One shark has died after a truck carrying four sandbar sharks from Florida to the New York Aquarium in Brooklyn blew a tire on I-95 in Volusia County. The sharks, which are each about five-foot-long were each being transported in small individual tanks the truck ran into a ditch, which caused one of the tanks to be jostled and damaged, with a shark being “ejected” from the vehicle and fatally injured.
Members of a SeaWorld rescue team arrived onsite to care for the surviving sharks, with SeaWorld assistant curator Jim Kinsler telling WESH that: “They’re in good condition… Nothing different from normal transport stress.” Alongside, one might reasonably assume, the stress of being in an altered environment that then veers off the road.
Local news outlets report that the surviving sharks have been returned to a SeaWorld facility in Orlando, where they will remain until arrangements are made to once again transport them to the NY Aquarium, which is owned by the Wildlife Conservation Society, who are also responsible for the world-famous Bronx and Central Park Zoos.
Sandbar sharks are typically found in shallower waters in the Atlantic and Indo-Pacific Oceans, and due to overfishing they have been designated as “vulnerable” by the International Union for Conservation of Nature. And while it might sound alarming that sharks are transported by truck on our highways—it’s not actually all that unusual. The Monterey Bay Aquarium explains on their site that their Sandbar sharks are flown directly from Honolulu to San Francisco before being driven to the aquarium.

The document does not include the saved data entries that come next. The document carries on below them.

PR #9965, opened 2025-10-08
feat: use `ObjectPicker` in `BoardContainer`

thure:
This PR:
- resolves DX-543

https://github.com/user-attachments/assets/50f5441f-5c3f-436c-b991-355a15a88e27

### DIFF
--- a/packages/ui/react-ui-form/src/components/ObjectPicker/ObjectPicker.stories.tsx
+++ b/packages/ui/react-ui-form/src/components/ObjectPicker/ObjectPicker.stories.tsx
@@ -3,6 +3,7 @@
 //
 
 import { type Meta, type StoryObj } from '@storybook/react-vite';
+import { Schema } from 'effect';
 import React, { useCallback, useEffect, useMemo, useState } from 'react';
 import { expect, fn, userEvent, within } from 'storybook/test';
 
@@ -25,6 +26,9 @@ const createPerson = () =>
   Obj.make(DataType.Person, {
     fullName: faker.person.fullName(),
   });
+
+const omitId = Schema.omit<any, any, ['id']>('id');
+const personSchema = omitId(DataType.Person);
 
 // Mock functions for testing
 const mockHandleSelect = fn();
@@ -61,6 +65,7 @@ const DefaultStory = () => {
 
   const handleCreateCallback = useCallback(
     (values: any) => {
+      console.log('[on create]', values);
       if (!space) return;
       const newPerson = space.db.add(Obj.make(DataType.Person, values));
       mockHandleCreate(values);
@@ -80,7 +85,7 @@ const DefaultStory = () => {
         <ObjectPicker.Content
           options={options}
           onSelect={mockHandleSelect}
-          createSchema={DataType.Person}
+          createSchema={personSchema}
           createOptionLabel={['create new person label', { ns: 'os' }]}
           createOptionIcon='ph--user-plus--regular'
           createInitialValuePath='fullName'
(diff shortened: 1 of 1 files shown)


packages/plugins/plugin-board/src/components/BoardContainer.tsx
```diff
@@ -21,29 +21,61 @@ export type BoardContainerProps = {
...
+      });
+    },
+    [board],
+  );
+
+  const handleSelect = useCallback(
+    (id: string) => {
+      if (!pickerState) return;
+
+      // Find the selected object by id from the space
```
richburdon: nit: our standard is to end comments with a period (to guard against comments getting clipped)

packages/plugins/plugin-board/src/components/BoardContainer.tsx
```diff
@@ -21,29 +21,61 @@ export type BoardContainerProps = {
...
+      const selectedObject = allObjects.find((obj) => obj.id === id);
+      if (!selectedObject) return;
```
richburdon, line 66: did we relax the need for braces? i didn't notice that.

packages/ui/react-ui-form/src/components/ObjectPicker/ObjectPicker.tsx
```diff
@@ -0,0 +1,161 @@
...
+  onSelect: (id: string) => void;
+  selectedIds?: string[];
+  createSchema?: Schema.Schema.AnyNoContext;
+  createOptionLabel?: [string, { ns: string }];
+  createOptionIcon?: string;
+  createInitialValuePath?: string;
+  onCreate?: (values: any) => void;
+}>;
+
+const ObjectPickerContent = React.forwardRef<HTMLDivElement, ObjectPickerContentProps>(
```
richburdon, line 26: we really ought to have a story for this coponent

packages/ui/react-ui-form/src/components/ObjectPicker/ObjectPicker.tsx
```diff
@@ -0,0 +1,161 @@
...
+import { Icon, Popover, type ThemedClassName, useTranslation } from '@dxos/react-ui';
+import { PopoverCombobox } from '@dxos/react-ui-searchlist';
+
+import { type QueryTag } from '../../hooks';
+import { translationKey } from '../../translations';
+import { Form } from '../Form';
+
+export type ObjectPickerContentProps = ThemedClassName<{
+  options: QueryTag[];
+  onSelect: (id: string) => void;
```
richburdon, line 17: group callbacks
(i have a PR pending with the lint change)

packages/ui/react-ui-form/src/components/ObjectPicker/ObjectPicker.tsx
```diff
@@ -0,0 +1,161 @@
...
+  selectedIds?: string[];
+  createSchema?: Schema.Schema.AnyNoContext;
```
richburdon, line 19: perhaps group create options?

packages/plugins/plugin-board/src/components/BoardContainer.tsx
thure: Interesting, I actually didn’t think so, but I don’t see any lint errors…

packages/plugins/plugin-board/src/components/BoardContainer.tsx
thure: Right, Junie keeps ignoring that guideline. Will fix.

packages/ui/react-ui-form/src/components/ObjectPicker/ObjectPicker.tsx
thure: Yes, currently this component is demonstrated & tested by `Relations.stories.tsx`, but now that it’s on its own it can have its own story, will look into that.

packages/plugins/plugin-board/src/components/BoardContainer.tsx
thure: fwiw, I find for early returns this is more legible since declaring a block to me sets some intention that the block will scale.

packages/ui/react-ui-form/src/components/ObjectPicker/ObjectPicker.tsx
thure: They are grouped here.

Transportation techniques for marine animals vary greatly from species to species, where sharks are concerned it is important that they be able to continue swimming in a closely temperature controlled environment. The Whale and Dolphin Conservation has been highly active in petitioning airlines to stop transporting sea life, citing the sometimes fatal levels of stress it places on animals. In an article for the Dodo, the WDC explained that where whales and dolphins are concerned:
“Scientific data reveal that the stress of transfer and of adapting to a new captive environment can pose a serious risk to their health and welfare. Unnecessary handling and transport produce a demonstrable change in stress hormone levels similar to those humans experience during stressful situations. It is well established that chronic stress can lead to immunosuppression and susceptibility to disease.”
There are very few details available about exactly how these sharks were being transported, and the precautions that were being taken to ensure their health—but this particular highway fatality yet again highlights the risks taken by aquariums in bringing our marine life ashore.